[thisisu]

http://www.microsoft.com/security/porta ... n32/Medfos

Some examples:

Code: Select all

HKU\Owner\...\Run: [AVG Secure Search] rundll32.exe "C:\Users\Owner\AppData\Local\Broadcom\AVG Secure Search\zjfdkvut.dll",fltInfoW [334848 2012-10-23] (Microsoft Corporation)

Code: Select all

O4 - HKCU..\Run: [Moss Bay Software] C:\Users\Owner\AppData\Local\Moss Bay Software\iidjqzga.dll (Dolby Technology)

Code: Select all

[2012/10/02 19:32:14 | 000,000,000 | ---D | M] (Mozilla Safe Browsing) -- C:\USERS\Owner\APPDATA\LOCAL\{6250848E-0CE9-11E2-8271-B8AC6F996F26}

Code: Select all

C:\Users\Owner\AppData\Local\{39D6B3A6-F2CF-11E1-8270-B8AC6F996F26}\chrome\content\browser.xul JS/Redirector.NIQ trojan cleaned by deleting - quarantined

[360Tencent]

http://blogs.technet.com/b/mmpc/archive ... earch.aspx

MSE detected as Trojan:Win32/Medfos.gen!A

medfos.zip

infected
(920.51 KiB) Downloaded 103 times

[Cody Johnston]

Another one pulled from a PC today.

VT: 27/44

https://www.virustotal.com/file/3b00d02 ... /analysis/

[thisisu]

http://www.microsoft.com/security/porta ... 2/Medfos.B

Going to try to add automated detection and removal for the browser.xul for my tool :)

Edit: It's added now

Code: Select all

Successfully deleted: [File] C:\Users\thisisu\appdata\local\{c9b68337-e93a-44ea-94dc-cb300ec06444}\chrome\content\browser.xul [Trojan:JS/Medfos.A]

[Win32:Virut]

33 Medfos Samples

I don't checked all samples, but the most of them should be Medfos.

[Win32:Virut]

4 Medfos Samples

[thisisu]

How can I detect this type of file using batch scripts?

uRun: [Microsoft Help] rundll32.exe "C:\Users\Owner\AppData\Local\VirtualStore\Microsoft Help\prljli.dll",DllRegisterServerW

From MS page (http://www.microsoft.com/security/porta ... tails_link)

In subkey: HKLM\Software\Microsoft\Windows\Currentversion\Run
Sets value: "<name of DLL file>", for example "pcpat"
With data: "rundll32.exe <copied file>,<random export name>", for example "rundll32.exe pcpat.dll,AInputStream"

Alternate Input Stream?
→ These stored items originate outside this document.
PR #6983, opened 2019-06-13
New semantic analyzer: track line numbers of placeholders

### LINKED ISSUE #6949: New semantic analyzer: cannot resolve assignment to imported value from outer scope
This test case fails with `Cannot resolve name "A" (possible cyclic definition)`:

```py
[case testNewAnalyzerTrickyX]
import b
[file a.py]
import b
class A(B): ...
class B: ...

[file b.py]
from a import A

class C:
    A = A
```

JukkaL:
Line numbers are used sometimes to decide when a name should be looked
up from an outer scope, so they should be set for placeholders.

This actually breaks some forward references to assignment-based named
tuples. The reason is that we don't set `becomes_typeinfo=True` for
the placeholders. I'm going to open a separate issue about this, as
it's an existing issue and this change only exposes it.

Fixes #6949.

### DIFF
--- a/mypy/newsemanal/semanal.py
+++ b/mypy/newsemanal/semanal.py
@@ -410,7 +410,7 @@ class NewSemanticAnalyzer(NodeVisitor[None],
                 self.add_symbol(name, var, dummy_context())
             else:
                 self.add_symbol(name,
-                                PlaceholderNode(self.qualified_name(name), file_node),
+                                PlaceholderNode(self.qualified_name(name), file_node, -1),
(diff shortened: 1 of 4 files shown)


JukkaL:
> Would it be better to first merge fix the named tuple issue to avoid changing the test?

I think that the named tuple issue is lower priority, since forward references to named tuples aren't supported on the old semantic analyzer, so it's not a regression. Also, the fix may be quite involved and may involve changing how other things such as type aliases and NewTypes are processed.

PR #6984, opened 2019-06-13
New semantic analyzer: fix crash related to dataclasses.InitVar

### LINKED ISSUE #6955: dataclasses.InitVar crashes on new analyzer
Currently this test case crashes on the new semantic analyzer:
```
[case testDataclassesInitVars]
from dataclasses import InitVar, dataclass

defer: Yes

@dataclass
class Application:
  name: str
  database_name: InitVar[str]

class Yes: ...
[builtins fixtures/list.pyi]
```

JukkaL:
Previously InitVar attributes were missing on the second semantic
analysis pass, since the dataclasses plugin removes those attributes
from the class symbol table. This caused a crash. The fix is to reset
the attribute declarations so that they will be re-added to the symbol
table on successive semantic analysis passes.

Fixes #6955.

### DIFF
--- a/test-data/unit/check-dataclasses.test
+++ b/test-data/unit/check-dataclasses.test
@@ -520,6 +520,26 @@ app.database_name  # E: "SpecializedApplication" has no attribute "database_name
 
 [builtins fixtures/list.pyi]
 
+[case testDataclassesInitVarsAndDefer]
+# flags: --new-semantic-analyzer
+from dataclasses import InitVar, dataclass
+
+defer: Yes
+
+@dataclass
+class Application:
+  name: str
+  database_name: InitVar[str]
+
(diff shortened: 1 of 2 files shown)


test-data/unit/check-dataclasses.test
```diff
@@ -520,6 +520,26 @@ app.database_name  # E: "SpecializedApplication" has no attribute "database_name
 
 [builtins fixtures/list.pyi]
 
+[case testDataclassesInitVarsAndDefer]
+# flags: --new-semantic-analyzer
```
ilevkivskyi: Is this actually needed? Or it doesn't work well with the old analyzer?

JukkaL: No, but I added it since the test case doesn't test anything useful on the old analyzer and I didn't want to add it to `check-newsemanal.test`. We may want to move test cases out of `check-newsemanal.test` to other files once we've removed the old semantic analyzer, and this is anticipating that move.

PR #6988, opened 2019-06-13
 New semantic analyzer: Keep explicit type and inferred status in sync

ilevkivskyi:
This is (kind of) an actual fix for #6952

The problem is that previously `unwrap_final()` unconditionally set `s.type` to `None` for bare `Final`, even if the type was inferred from a simple literal r.h.s. on a previous iteration. At the same time `lvalue.is_inferred_def` remained `False`, so that the type was not inferred on the second iteration.

This way `s.type` and `lvalue.is_inferred_def` may get out of sync depending on the number of iterations, thus causing weird behavior in type checker.

I generally can say the current way of storing the inferred status is error-prone, but we already have https://github.com/python/mypy/issues/6458 to track this.

### DIFF
--- a/mypy/newsemanal/semanal.py
+++ b/mypy/newsemanal/semanal.py
@@ -2116,6 +2116,8 @@ class NewSemanticAnalyzer(NodeVisitor[None],
             return False
         lval = s.lvalues[0]
         assert isinstance(lval, RefExpr)
+        # Reset inferred status if it was set due to simple literal rvalue on previous iteration.
+        lval.is_inferred_def = s.type is None
         if self.loop_depth > 0:
             self.fail("Cannot use Final inside a loop", s)
         if self.type and self.type.is_protocol:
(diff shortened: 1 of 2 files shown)


mypy/newsemanal/semanal.py
```diff
@@ -2118,6 +2118,8 @@ def unwrap_final(self, s: AssignmentStmt) -> bool:
             return False
         lval = s.lvalues[0]
         assert isinstance(lval, RefExpr)
+        # Reset inferred status if it was set due to simple literal rvalue on previous iteration.
+        lval.is_inferred_def = s.type is None
```
JukkaL: This seems error-prone and hard to reason about. For example, what happens if there are multiple assignments to a final name? How hard it would be to avoid the need to reset this (by not storing the bad value perhaps)?

ilevkivskyi: What do you mean by "bad" value? The value of `is_inferred_def` is set correctly, but just few lines above we reset `s.type` to `None`, but not the flag. If we don't reset it together, `s.type` will stay `None`.

> For example, what happens if there are multiple assignments to a final name?

There will be an inconsistency with old analyzer. But we anyway give an error. Also this can be fixed only doing the reset if `lvalue.is_new_def`.

Anyway, if you have a better fix, go ahead.

ilevkivskyi:
After all we decided to go with a quick-fix.

ilevkivskyi:
@JukkaL does this look acceptable?

PR #6996, opened 2019-06-14
dmypy suggest: add a flag to try using unicode

msullivan:
This allows preferring unicode in annotations generated for Python 2
code. pyannotate will spell unicode as Text, so this helps faciliate
porting to Python 3.

I've already successfully used this code in generating annotations at Dropbox.

### DIFF
--- a/test-data/unit/fine-grained-suggest.test
+++ b/test-data/unit/fine-grained-suggest.test
@@ -175,6 +175,19 @@ Foo('lol')
 (str) -> None
 ==
 
+[case testSuggestTryText]
+# flags: --py2
+# suggest: --try-text foo.foo
+[file foo.py]
+def foo(s):
+    return s
+[file bar.py]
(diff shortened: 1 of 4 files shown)


test-data/unit/fine-grained-suggest.test
```diff
@@ -175,6 +175,19 @@ Foo('lol')
...
+# flags: --py2
+# suggest: --try-text foo.foo
+[file foo.py]
+def foo(s):
+    return s
+[file bar.py]
+from foo import foo
+foo('lol')
+[out]
+(unicode) -> unicode
```
gvanrossum: Huh, why is this not Text?

msullivan: I think because the real underlying typing is called `unicode`, not `Text`. `pyannotate` will print it as `Text`, though, so it is fine in practice.

PR #6997, opened 2019-06-14
dmypy suggest: handful of bug fixes/improvements

msullivan:
* Fix --no-any to not spuriously reject all methods
 * Support inferring types of decorated methods if the decorator
   doesn't change the type
 * Refuse to infer functions with then or more arguments to avoid
   spending forever calculating an exponentially large number of
   possibilities before deciding there are too many possibilities.

I've already successfully used this code in generating annotations at Dropbox.

### DIFF
--- a/mypy/suggestions.py
+++ b/mypy/suggestions.py
@@ -29,13 +29,14 @@ from typing import (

Is this not the same as ADS (Alternate Data Stream)?

Any additional info is appreciated.

[EP_X0FF]

In subkey: HKLM\Software\Microsoft\Windows\Currentversion\Run
Sets value: "<name of DLL file>", for example "pcpat"
With data: "rundll32.exe <copied file>,<random export name>", for example "rundll32.exe pcpat.dll,AInputStream"

Alternate Input Stream? Is this not the same as ADS (Alternate Data Stream)?

Any additional info is appreciated.

http://msdn.microsoft.com/en-us/library ... s.80).aspx

[thisisu]

Cool ! :)

Code: Select all

Microsoft (R) COFF/PE Dumper Version 10.00.40219.01
Copyright (C) Microsoft Corporation.  All rights reserved.


Dump of file nkuim.dll

File Type: DLL

  Section contains the following exports for vtujmyl.dll

    00000000 characteristics
    46AB8200 time date stamp Sat Jul 28 12:50:56 2007
        0.00 version
           1 ordinal base
           5 number of functions
           5 number of names

    ordinal hint RVA      name

          4    0 000170CC ClearFreeList
          1    1 00017DAC State_Delete
          5    2 0001432C get_oFFs
          2    3 0000B258 get_progressive_ptr
          3    4 0000F488 set_write_status_fn

  Summary

       1B000 .data
       34000 .rdata
        2000 .reloc
        6000 .rsrc
       19000 .text

Where's the AInputStream information though?

[EP_X0FF]

It just export symbol name, it can be random and different in your case.